10 thoughts on “LinkedIn and My Multiple Personalities

  1. Great description of truly a real problem. For me I am Professional Contract Pilot 25% of the time and a Information Consultant the remaining 100% of the time. I need the ability to serve both profiles with a single account. In some cases I might want my personas to cross but in most I don’t. Would love to see something like this come out with LinkedIn.

  2. Oh this is exactly what I want and need! I’m a professional nanny AND a freelance copyeditor. Those two networks have zero inherent connections, and it’s frustrating that I can’t curate both professional personas effectively but rather have to choose only one! I am not a millennial, but I suspect that this will becoming an increasing issue as the younger generations (millennia’s and onward) join the professional forces.

    Come on, LinkedIn; join the 21st century!

    1. Wow, rude comment from LinkedIn. What about those of us who want to change careers, and want to connect with other individuals who are part of the new career? Not possible through LinkedIn? I never liked it anyway.

  3. 100% with you here and I believe that the changing landscape in the way we work and the freedoms we have access to are going to continue to create this dilemma for more and more professionals. I have spent most of my life in the software industry but also teach work skills as part of personal community service goals and am a musician. I maintain all three activities as a freelancer working on a project basis in IT and being selective with the community courses and musical projects I take on. Really hard to sell all of that on one profile and not deter potential clients in the IT sector who are afraid of the diversity/perceived lack of focus. With technology we can live and work multiple lives these days. It would be great if LinkedIN evolved to support that.

  4. Wayne James, spot on when you mentioned “…Really hard to sell all of that on one profile and not deter potential clients in the IT sector who are afraid of the diversity/perceived lack of focus” …….exactly my dilemma.
    Linked In forces you to exhibit a conventional career path, just as that what potential employers would want to see, I guess its not a good platform to promote career change, or for people with multiple, diverse or morphing professional goals.

  5. Dear Linked In. Is this Linked In platform not for linking with people to expand connections.
    Do you not recognise that 1 person may have more than one business interest and need to connect with totally different people for the different businesses. E.g. Engineering service “Consultant” Bed and Breakfast and Backpackers.

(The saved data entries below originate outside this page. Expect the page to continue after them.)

PR #948, opened 2024-02-12
OCPBUGS-29183: e2e: when crun is enabled by default skip checking runc config

mrniranjan:
This patch fixes runc configuration test which
was failing when crun is configured prior to running the test

In this patch we move BeforeAll at the context level to check if any container runtime is pre configured

if crun is preconfigured: skip runc config test
if crun is not preconfigured: check runc configuration and in the subsequent test, we enable crun and test crun and delete crun configuration

### DIFF
--- a/test/e2e/performanceprofile/functests/2_performance_update/updating_profile.go
+++ b/test/e2e/performanceprofile/functests/2_performance_update/updating_profile.go
@@ -1163,9 +1163,25 @@ var _ = Describe("[rfe_id:28761][performance] Updating parameters in performance
 		})
 	})
 
-	Context("ContainerRuntimeConfig", func() {
+	Context("ContainerRuntimeConfig", Ordered, func() {
+		var ctrcfg *machineconfigv1.ContainerRuntimeConfig
+		const ContainerRuntimeConfigName = "ctrcfg-test"
+		mcp := &machineconfigv1.MachineConfigPool{}
+		BeforeAll(func() {
+			key := types.NamespacedName{
+				Name: performanceMCP,
+			}
+			Expect(testclient.Client.Get(context.TODO(), key, mcp)).ToNot(HaveOccurred(), "cannot get MCP %q", performanceMCP)
+			By("checking if ContainerRuntimeConfig object already exists")
+			ctrcfg, err = getContainerRuntimeConfigFrom(context.TODO(), profile, mcp)
+			Expect(err).ToNot(HaveOccurred(), "failed to get ContainerRuntimeConfig from profile %q mcp %q", profile.Name, mcp.Name)
+		})
+
 		When("is not given", func() {
 			It("should run high-performance runtimes class with runc as container-runtime", func() {
+				if ctrcfg != nil {
+					Skip("runc is not the default runtime configuration")
+				}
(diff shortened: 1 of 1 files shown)


ffromani (commented):
it seems to me this works only if a specific test order is used. Is that the case?

mrniranjan:
> it seems to me this works only if a specific test order is used. Is that the case?

Yes tests are ordered.

ffromani:
/approve

let's keep looking for balance between test isolation and wall clock execution time

test/e2e/performanceprofile/functests/2_performance_update/updating_profile.go
```diff
@@ -1163,9 +1163,25 @@ var _ = Describe("[rfe_id:28761][performance] Updating parameters in performance
...
+			Expect(testclient.Client.Get(context.TODO(), key, mcp)).ToNot(HaveOccurred(), "cannot get MCP %q", performanceMCP)
+			By("checking if ContainerRuntimeConfig object already exists")
+			ctrcfg, err = getContainerRuntimeConfigFrom(context.TODO(), profile, mcp)
+			Expect(err).ToNot(HaveOccurred(), "failed to get ContainerRuntimeConfig from profile %q mcp %q", profile.Name, mcp.Name)
+		})
+
 		When("is not given", func() {
 			It("should run high-performance runtimes class with runc as container-runtime", func() {
+				if ctrcfg != nil {
+					Skip("runc is not the default runtime configuration")
```
Tal-or, line 1183: Do we actually want to skip the test?
Why not configuring the system to use `runc`, run the test and then revert back?

mrniranjan: So in our D/S ci, we have enabled to to execute the whole tests against runc and crun.  So this test gets skipped when crun is enabled, but runs when runc is enabled. 

Doing both complicates the process, because then we have to do the following:
1. Delete the existing configure runtime 
2. Execute the test 
3. The next test itself configures crun, and then deletes 
4. Re-create the crun runtime.

Tal-or: If this is problematic due to runtime constrains, and we need to support both runtime versions for the long run, why not having a lane dedicated for crun and lane dedicated to runc

mrniranjan: Yes that's what we have in D/S, But the whole tests suite can run only 1 runtime at a time,

Tal-or: I know but you can have separate lanes with separate configuration

mrniranjan: Yes thats how we do it, we have one lane for crun and one for runc.

yanirq: @Tal-or  crun  in 4.16 + should always be tested  while we can reduce the runc cadence

shajmakh:
Thanks for this. 
/lgtm
/hold
for other reviewers, please unhold as you see fit.

ffromani:
/hold cancel

LGTM as well, but I concur with @Tal-or : we should have more lanes configured accordingly. Capacity is a concern, though.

Selling Educational and Nutritional products.
    Different markets.
    Is Linked in only for persons to find work. I.e. is Linked In a HR product?
    Am I wrong to think that Linked In is for connecting with persons of similar interest even if not looking to employ a person, or be employed.
    It has take me a while to work out why I get to my profile on the engineering when I get invites to connect sent to the Accommodation business email.

    Really Linked In. Are you going to confine persons to 1 business only?